The Johnson City home of Dr. Tom Reach, an addiction treatment physician who has been involved in developing Tennessee legislation, and the eight recovery centers he operates in Virginia and Tennessee were raided Wednesday by federal agents, reports the Johnson City Press. Reach says the action was an “overzealous” move tied to the “current political environment” — and noted several local politicians have visited his facilities.

As the search warrants, signed by U.S. Magistrate Dennis Inman in Greeneville, were executed at the various Tennessee treatment centers, patients were turned away as they showed up for their appointments. A Johnson City police officer stood guard at the front door to tell people the business was closed. Agents inside the center refused to speak to the Press.

… “This wasn’t necessary,” he (Reach) said. “There were no charges and no one was arrested. We have done absolutely nothing illegal, immoral or unethical.”

Reach said the search warrant he was given allowed agents to search for a variety of documents, including anything related to Medicaid or Medicare, banking records and medical records and anything related to the distribution of drugs or misbranding of drugs.

He said the treatment centers have never taken Medicare or Medicaid and does not file insurance claims, although some patients are reimbursed for their medications. He also said there are no medications at the recovery centers and doctors do not administer medications.

“We have no medications in our facilities at any time,” he said.

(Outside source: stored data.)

PR #886, opened 2026-05-30
Microbundle to tsdown migration

abetwothree:
This PR implements [tsdown](https://github.com/rolldown/tsdown) to address the vulnerability warnings associated with [microbundler](https://github.com/tighten/ziggy/issues/885).

Functionally, it is the same as microbundler in how it bundles the files.

Long term, it will also allow for the current vanilla JS source files to be TypeScript and have tsdown convert to vanilla JS and generate .d.ts files automatically. That would remove the need for this command to exist `ziggy:generate --types` as types would be picked up automatically.

Thank you for your consideration 😄


bakerkretzmar:
Thanks! Why was `exports.import` added in package.json, what does that do exactly?

I removed a bunch of options that were set to their default values, and added back a shim `index.esm.js` in case people are importing that.

Going to continue testing.

abetwothree:
@bakerkretzmar `exports.import` is for ESM support. `exports.require` is for common js support. 

See the section about "Conditional exports" in the link below
https://nodejs.org/api/packages.html

bakerkretzmar:
Thanks a lot for the PR and appreciate your patience!

PR #888, opened 2026-06-23
Create the directory for a custom types path if it doesn't exist

### LINKED ISSUE #883: ziggy:generate --types=<nested path> fails unless the target directory already exists
I found a CLI issue in `tighten/ziggy` `v2.6.1`.

When using a custom nested path for `--types`, the command writes the file directly but does not ensure the target directory exists.

## Repro

```bash
php artisan ziggy:generate --types=tmp/ziggy-audit/nested/ziggy.d.ts --types-only
```

This fails with:

```text
file_put_contents(.../tmp/ziggy-audit/nested/ziggy.d.ts): Failed to open stream: No such file or directory
```

## Why it happens

`CommandRouteGenerator` ensures the directory for the main JS output path exists, but the custom types path is written later with no corresponding `ensureDirectoryExists()` call.

## Expected

If a custom `--types` path is provided, Ziggy should create its parent directory before writing the file, just like it already does for the main output path.

## Actual

The command fails unless the directory was pre-created manually.

## Relevant code

- `src/CommandRouteGenerator.php`
- main output path setup around the initial `ensureDirectoryExists()` call
- custom `--types` write path later in the command

lazerg:
When a custom path is passed to `--types`, the declaration file is written without first ensuring its parent directory exists. Running `ziggy:generate` with a custom types path therefore fails if that directory isn't already there:

```bash
php artisan ziggy:generate --types-only --types=tmp/ziggy/nested/ziggy.d.ts
# file_put_contents(.../tmp/ziggy/nested/ziggy.d.ts): Failed to open stream: No such file or directory
```

`CommandRouteGenerator` already calls `ensureDirectoryExists()` for the main output path, but not for the custom types path that's written later. This adds the same call before writing the types file, so its directory is created when needed, just like for the main output.

Closes #883.

### DIFF
--- a/src/CommandRouteGenerator.php
+++ b/src/CommandRouteGenerator.php
@@ -55,6 +55,8 @@ class CommandRouteGenerator extends Command
                 default => $this->option('types'),
             };
 
+            $filesystem->ensureDirectoryExists(dirname(base_path($typesPath)), recursive: true);
+
             $filesystem->put(base_path($typesPath), new $types($ziggy));
         }
 
--- a/tests/Unit/CommandRouteGeneratorTest.php
+++ b/tests/Unit/CommandRouteGeneratorTest.php
@@ -163,6 +163,17 @@ test('generate dts file at custom path', function () {
     expect(base_path('resources/js/custom.d.ts'))->toBeFile();
 });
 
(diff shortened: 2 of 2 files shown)


bakerkretzmar:
Thanks!

PR #891, opened 2026-07-01
Honor absolute paths passed to ziggy:generate

### LINKED ISSUE #882: ziggy:generate rebases absolute output paths under base_path() instead of writing to the requested location
I found a path-handling issue in `tighten/ziggy` `v2.6.1`.

`ziggy:generate` appears to wrap both the main output path and the types output path in `base_path(...)` unconditionally.

That means an absolute path like `/tmp/ziggy.js` is treated as relative to the Laravel app root instead of being written to `/tmp/ziggy.js`.

## Repro

```bash
php artisan ziggy:generate /tmp/ziggy-audit-exists/ziggy.js
```

Expected output path:

```text
/tmp/ziggy-audit-exists/ziggy.js
```

Actual output path:

```text
<project root>/tmp/ziggy-audit-exists/ziggy.js
```

## Expected

Absolute paths should be honored as-is.

## Actual

Absolute paths are silently rebased under the application base path.

## Why this matters

This is easy to miss in automation/CI scripts because the command succeeds, but the file is written to the wrong place.

## Relevant code

- `src/CommandRouteGenerator.php`
- the `base_path($path)` / `base_path("{$name}.js")` / `base_path($typesPath)` calls

lazerg:
`ziggy:generate` wraps the output path in `base_path()` unconditionally, so passing an absolute path like `/tmp/ziggy.js` writes the file under the application root instead of where it was requested. This routes every path through a small helper that only prepends `base_path()` when the path is relative, leaving absolute paths untouched.

Closes #882.

### DIFF
--- a/src/CommandRouteGenerator.php
+++ b/src/CommandRouteGenerator.php
@@ -33,10 +33,10 @@ class CommandRouteGenerator extends Command
 
         $path = $this->argument('path') ?? config('ziggy.output.path', 'resources/js/ziggy.js');
 
-        if ($filesystem->isDirectory(base_path($path))) {
+        if ($filesystem->isDirectory($this->path($path))) {
             $path .= '/ziggy';
         } else {
-            $filesystem->ensureDirectoryExists(dirname(base_path($path)), recursive: true);
+            $filesystem->ensureDirectoryExists(dirname($this->path($path)), recursive: true);
         }
 
         $name = preg_replace('/(\.d)?\.ts$|\.js$/', '', $path);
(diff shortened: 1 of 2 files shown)


bakerkretzmar:
I think this is the right move but it's definitely a breaking change so it'll have to go into the next major release. Will try to get it merged sooner than later though and start planning for that. Thanks!

lazerg:
Hey @bakerkretzmar, mind taking a look at this one when you get a chance 🙏

lazerg:
I deleted the fork by accident, which force-closed this PR with no way to reopen it. Restored the branch and reopened it as #895, same commit.

PR #892, opened 2026-07-02
Generate the types file when --types is passed as a boolean

### LINKED ISSUE #879: New --types flag behavior breaks Laravel convention
### Ziggy version

v2.6.1

### Laravel version

v12.53.0

### Description

The new behavior of the --types flag breaks previously working code and the convention described in the [Laravel documentation](https://laravel.com/docs/12.x/artisan#passing-boolean-values) from executing an artisan command programmatically with a boolean flag.

This is the example code:
```php
$exitCode = Artisan::call('migrate:refresh', [
    '--force' => true,
]);
```

When the command is executed like this `true` ends up being coerced into a `1` and that becomes the name of the types file.

### Ziggy call and context

```js
// Called from within another artisan command
$this->call('ziggy:generate', ['--types' => true]);

// This works but is not intuitive
$this->call('ziggy:generate', ['--types' => null]);
```

### Ziggy configuration

```js
n/a
```

### Route definition

```php
n/a
```

lazerg:
Passing `--types` as a boolean (e.g. `Artisan::call('ziggy:generate', ['--types' => true])`, which is the convention Laravel documents for boolean options) coerces the value to the string `"1"`, which then falls through the `match` in `CommandRouteGenerator` and gets used as the types file's path, so the declaration file is written to a file named `1` in the project root instead of at the default location. This adds the coerced boolean value to the arm that already handles `false`/`null`, so a boolean `--types` generates the types file at the default path as expected.

Closes #879.

### DIFF
--- a/src/CommandRouteGenerator.php
+++ b/src/CommandRouteGenerator.php
@@ -51,7 +51,7 @@ class CommandRouteGenerator extends Command
             $types = config('ziggy.output.types', Types::class);
 
             $typesPath = match ($this->option('types')) {
-                'false', null => config('ziggy.output.types-path', "{$name}.d.ts"),
+                'false', '1', true, null => config('ziggy.output.types-path', "{$name}.d.ts"),
                 default => $this->option('types'),
             };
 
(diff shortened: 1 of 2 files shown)


lazerg:
@bakerkretzmar since you already reviewed #891, mind taking a look at this one too?

lazerg:
I deleted the fork by accident, which force-closed this PR with no way to reopen it. Restored the branch and reopened it as #896, same commit.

Reach said with his background in addiction recovery and work in helping set standards in the field, he was shocked by what happened Wednesday. As far as the agency’s finances, Reach said all profits go back into the company, but right now it is upside down financially.

“We have set ourselves up as a national standard of care on how to do Suboxone right. I’m the past president on the Tennessee Society of Addiction Medicine, I’m on the legislative committee of the American Society of Addiction Medicine, we’ve had Micah Van Huss, Matthew Hill, Ron Ramsey, Phil Roe in our office. We’ve had other clinics come from other states to examine our model and build the model we built.

“I helped write the legislation for the state of Tennessee for the OBOT (Office Based Opioid Treatment) rules and regulations because of the unethical practices of unethical physicians. I was on the governor’s advisory committee in Virginia,” said.

…“My concern is that in the present political environment that things have just gotten a little bit out of hand. The guys that are treating addiction are not the problem. My main concern is for 4,500 patients and their families that now are going to have trouble getting care or they’ll have to go to other providers that don’t provide the level of care that we do,” he said. Reach said he’s also concerned for the 100 people he employs at the centers across Northeast Tennessee and Southwest Virginia.